Monday, March 5, 2018

How are DMFT, DMET, and slave bosons related?

Several years ago I posted about Density Matrix Embedding Theory (DMET), proposed as a (computationally cheaper) alternative to Dynamical Mean-Field Theory (DMFT).

An important question is what is the relationship (if any) between the two methods?
Given that the two methods are formulated in quite different ways it was not clear to me at all whether these question could be answer in any sort of definitive way.

There is a very nice paper which does answers this question in a precise way, with the bonus of also giving the relationship of both methods with rotationally invariant slave bosons (RISB).

Dynamical mean-field theory, density-matrix embedding theory, and rotationallyinvariant slave bosons: A unified perspective 
Thomas Ayral, Tsung-Han Lee, and Gabriel Kotliar

The main results are summarised in the Figure below. A result that is useful and insightful is that DMET corresponds to RISB with the quasi-particle weight set to unity (Z=1). There is then no band narrowing associated with the correlations. Given this is a key aspect of strongly correlated electron systems, I think this is a significant shortcoming of DMET. I am also a bit confused about how DMET can then capture a Mott transition.


  1. Hi Ross,

    To my understanding, Gabi's paper is a discussion only of the connection to the single-site DMET. It is indeed true that there is no Mott transition in single-site DMET as we discussed in our original paper. However, metal-insulator transitions without AFM order occur in the two-site DMET, and band narrowing also occurs in DMET when you go beyond the single-site formalism.

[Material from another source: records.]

PR #6733, opened 2026-02-13
Remove all nulls in a single pass

timtebeek:
Avoids repeatedly looping over the collection for as many nulls as are present. Delegates to Collection.removeIf with
```java
    default boolean removeIf(Predicate<? super E> filter) {
        Objects.requireNonNull(filter);
        boolean removed = false;
        final Iterator<E> each = iterator();
        while (each.hasNext()) {
            if (filter.test(each.next())) {
                each.remove();
                removed = true;
            }
        }
        return removed;
    }
```

### DIFF
--- a/rewrite-core/src/main/java/org/openrewrite/internal/ListUtils.java
+++ b/rewrite-core/src/main/java/org/openrewrite/internal/ListUtils.java
@@ -215,8 +215,7 @@ public final class ListUtils {
         }
 
         if (newLs != ls && nullEncountered) {
-            //noinspection StatementWithEmptyBody
-            while (newLs.remove(null)) ;
+            newLs.removeIf(Objects::isNull);
         }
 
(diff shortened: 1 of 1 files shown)


tkvangorder (commented):
Thanks Tim!

timtebeek:
@knutwannheden has been doing some benchmarking; looks like it's faster to keep (and document) the original, as we only sparsely have mulitple nulls that trigger repeated traversals, whereas there's a higher tax on using `removeIf`.

tkvangorder:
Interesting, so the overhead of creating the iterator + the fact that typically there are only one or two nulls means using `remove(object)` is quicker?

timtebeek:
Yep! I agree it looks odd, but that's what we're finding. I'll close this PR; we can separately add a comment to indicate so.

    I think this discussion highlights an important difference in the motivation behind DMET and DMFT. One way to see a theory like DMFT is to view it as offering fundamental information about a problem even in its single site form, in the same way that one obtains understanding from a single site mean-field treatment of the Ising model. The other perspective is that the physics of a single-site effective model is not what one is really interested in; one is interested in the thermodynamic limit, and quantum embedding methods (such as DMET and DMFT) accelerate the convergence to the TDL by incorporating fluctuations across the boundary. DMFT was written down with the first perspective in mind, while we developed DMET with the second perspective in mind. From this second viewpoint, the more important question is not so much how much physics one extracts from the single-site model, but how rapidly one converges to the TDL within the formalism and with computational effort. Our work on DMET is always done with clusters that are (relatively) large - e.g. we have used 32 sites in our recent study of stripes (arxiv:1701.00054) and up to 100 sites at zero Kelvin at half-filling (arxiv:1608.03316). As a computational formalism one then sees benefits to carrying out embedding in the frequency independent DMET formalism when trying to reach the TDL.